Parfois, l’objectif n’est pas de miser gros sur une forte hausse, mais plutôt de générer des revenus pendant qu’une action fait à peu près ce qu’on attend d’elle : pas grand-chose. C’est exactement ce que permet l’écart haussier sur options de vente. On encaisse une prime à l’avance et, tant que l’action reste stable ou monte légèrement, on la conserve.
Voyons comment ça fonctionne.
Les bases
Un écart haussier sur options de vente (aussi appelé écart créditeur sur options de vente, et souvent désigné par son terme anglais, bull put spread), implique deux transactions simultanées.
Vendre une option de vente à un prix de levée supérieur.
Acheter une option de vente à un prix de levée inférieur.
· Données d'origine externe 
PR #2892, opened 2026-07-31
refactor: use built-in `Error.isError`

tido64:
### Description

Use built-in [`Error.isError`](https://developer.mozilla.org/en-US/docs/Web/JavaScript/Reference/Global_Objects/Error/isError) instead of `instanceof`.

Note that this was recently introduced in Node 24.3. We cannot use it in public-facing code.

### Platforms affected

- [ ] Android
- [ ] iOS
- [ ] macOS
- [ ] visionOS
- [ ] Windows

### Test plan

n/a

### DIFF
--- a/packages/app/scripts/testing/test-matrix.mts
+++ b/packages/app/scripts/testing/test-matrix.mts
@@ -404,7 +404,7 @@ if (platforms.length === 0) {
         process.exitCode = e;
       } else {
         process.exitCode = 1;
-        showBanner(`❌ ${(e instanceof Error && e.stack) || e}`);
+        showBanner(`❌ ${(Error.isError(e) && e.stack) || e}`);
       }
     });
 }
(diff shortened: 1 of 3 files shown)


JasonVMo (commented):
Should we create a wrapper abstraction like?:
```ts
export function isError(e: unknown): e is Error {
  return e != null && (e as { isError?: unknown }).isError || e instanceof Error);
}
```
Generally we can catch the truthy value of isError which will match the new behavior but fall through to the older instance of behavior. It seems like the isError check effectively widens the type.

tido64:
> Should we create a wrapper abstraction like?:

For this scenario specifically, we can use `Error.isError` because they're all for internal use only. There is exactly one instance, in public-facing code, where we use an abstraction: https://github.com/microsoft/react-native-test-app/blob/a924b3a0e5102edc92e1113daeb2079ed159cb5d/packages/app/windows/project.mjs#L36-L38

Which can benefit from being replaced with `Error.isError` (because we don't care what kind of error it is). But we can change it when we bump minimum Node version.

Saadnajmi (approved):

PR #2901, opened 2015-01-15
docs(using_deis): add disabling registration docs to user creation

carmstrong:
@brynary suggested that it'd be helpful to note how to disable user registration after instructing users to create their superuser account.


brynary:
Nice. Thanks, Chris!

bacongobbler:
docs LGTM!

mboersma:
LGTM.

PR #2902, opened 2015-01-15
docs(system-requirements): Fix broken link

jgmize:


deis-admin:

bacongobbler:
I think [etcd disaster recovery](https://github.com/coreos/etcd/blob/master/Documentation/admin_guide.md#disaster-recovery) is more relevant here since we're specifically talking about the number of machines etcd requires to maintain quorum. lgtm otherwise!

jgmize:
@bacongobbler I agree, and I've amended the commit to link there instead.

carmstrong:
Thanks for finding this, @jgmize. It looks like we also use this old link on both:

docs/installing_deis/aws.rst
docs/installing_deis/rackspace.rst

Would you mind fixing all of those as well?

jgmize:
@carmstrong sure, I've amended the commit to fix those links, as well.

carmstrong:
LGTM. Thanks @jgmize!

PR #2903, opened 2015-01-15
docs(managing_deis): clarify reasons for disabling CoreOS upgrades

carmstrong:
etcd/fleet incompatibilities used to be a problem, but not so
much anymore - we should stop calling that out.

ping @gabrtv


gabrtv:
Language LGTM.  While I want to enable rolling updates, they're simply too disruptive today.

bacongobbler:
lgtm. Haven't seen any incompatibility issues in quite some time over here, either.

mboersma:
That is a better explanation, LGTM.

PR #2905, opened 2015-01-15
Refactor deisctl config logic and add docs on Router SSL

### LINKED ISSUE #2712: deisctl config router set sslCert="$(cat cert.crt)" not working
deisctl 1.0.2
deis 1.0.2
deis cluster running on 3 digitalocean instances (4GB) 

When attempting to set the router sslCert and sslKey, I get the following:

$ deisctl config router set sslCert="$(cat cert.crt)"
Error: invalid argument: sslCert=-----BEGIN CERTIFICATE-----
......
......
......
-----END CERTIFICATE-----

So I tried to get into deis-1 and set it directly via etcdctl:

$ etcdctl set /deis/router/sslCert $(cat cert.crt)
Incorrect Usage.

NAME:
   set - set the value of a key

USAGE:
   command set [command options] [arguments...]

DESCRIPTION:

OPTIONS:
   --ttl '0'                    key time-to-live
   --swap-with-value            previous value
   --swap-with-index '0'        previous index

I've made sure the cert.crt exists in the directory I am running the commands above from and echo $(cat cert.crt) returns the certificate.

gabrtv:
This PR fixes #2712 and cleans up the config logic in `deisctl`:

 * defines `fileKeys` which are read from local files
 * defines `b64Keys` which are base64-encoded before stored (needed for `sshPrivateKey`)
 * `valueForPath` is factored out with corresponding test coverage

I've also added documentation on how to configure the Deis routers to terminate SSL.

### DIFF
--- a/deisctl/config/config.go
+++ b/deisctl/config/config.go
@@ -9,6 +9,15 @@ import (
 	"github.com/deis/deis/deisctl/utils"
 )
 
+// fileKeys define config keys to be read from local files
+var fileKeys = []string{
+	"/deis/platform/sshPrivateKey",
+	"/deis/router/sslCert",
+	"/deis/router/sslKey"}
+
+// b64Keys define config keys to be base64 encoded before stored
+var b64Keys = []string{"/deis/platform/sshPrivateKey"}
+
 // Config runs the config subcommand
 func Config(args map[string]interface{}) error {
 	return doConfig(args)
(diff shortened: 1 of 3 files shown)


mboersma:
Code LGTM.

deisctl/config/config.go
```diff
@@ -106,13 +104,31 @@ func doConfigGet(client *etcdClient, root string, keys []string) ([]string, erro
...
+		if path == p {
+
+			// read value from filesystem
+			bytes, err := ioutil.ReadFile(utils.ResolvePath(v))
+			if err != nil {
+				return "", err
+			}
+
+			// see if we should return base64 encoded value
+			for _, pp := range b64Keys {
```
carmstrong: So b64keys can only be used if they are also fileKeys, and only makes sense in that context? I guess that makes sense.

carmstrong:
Code LGTM.

deisctl/config/config.go
gabrtv: Yep.  The base64 encoding is to sanitize multi-line input, which is typically coming from a file.

PR #2907, opened 2015-01-16
fix(controller): track create and start separately to catch early errors

### LINKED ISSUE #2655: `deis run` hangs on failed container
If you do a `deis run` and the container `fail`s, the command just hangs with no response, and never cleans up the scheduled admin container in fleet.

for example, before PR'ing https://github.com/deis/deis/pull/2642, I was testing with https://github.com/deis/example-dockerfile-http which does not have `bash` present in the image (we use that as the entrypoint for run commands):

```
><> deis run echo hi
running 'echo hi'...
^C
><> fleetctl list-units | grep dock_v2.run.1
dock_v2.run.1.service		2280c10f.../10.21.12.2	failed		failed
```

This is not a regression that was recently introduced, just a bug that's been there for a while.

gabrtv:
This PR fixes #2655 by monitoring for errors during container creation and container start.  While normal error cases (i.e. `exit 1`) were being caught and handled properly, in the case of #2655 the binary we were executing did not exist.  This caused the container to fail at create-time, which caused hangs during state polling.

### DIFF
--- a/controller/scheduler/fleet.py
+++ b/controller/scheduler/fleet.py
@@ -256,14 +256,27 @@ class FleetHTTPClient(object):
             rc, output = chan.recv_exit_status(), out.read()
             return rc, output
 
-        # wait for container to start
-        for _ in range(1200):
+        # wait for container to launch
+        for _ in range(60):
             rc, _ = _do_ssh('docker inspect {name}'.format(**locals()))
             if rc == 0:
                 break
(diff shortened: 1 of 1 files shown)


mboersma:
This is better logic and will fail faster in some important cases. Code LGTM.

carmstrong:
Code LGTM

Les deux options sont sur le même titre et ont la même date d’échéance.
La vente de l’option de vente rapporte une prime – c’est votre revenu. L’achat de l’option de vente à prix de levée inférieur vous en coûte une partie, mais limite aussi vos pertes si le titre chute fortement. Résultat : vous connaissez votre gain maximal et votre perte maximale avant même de passer l’ordre.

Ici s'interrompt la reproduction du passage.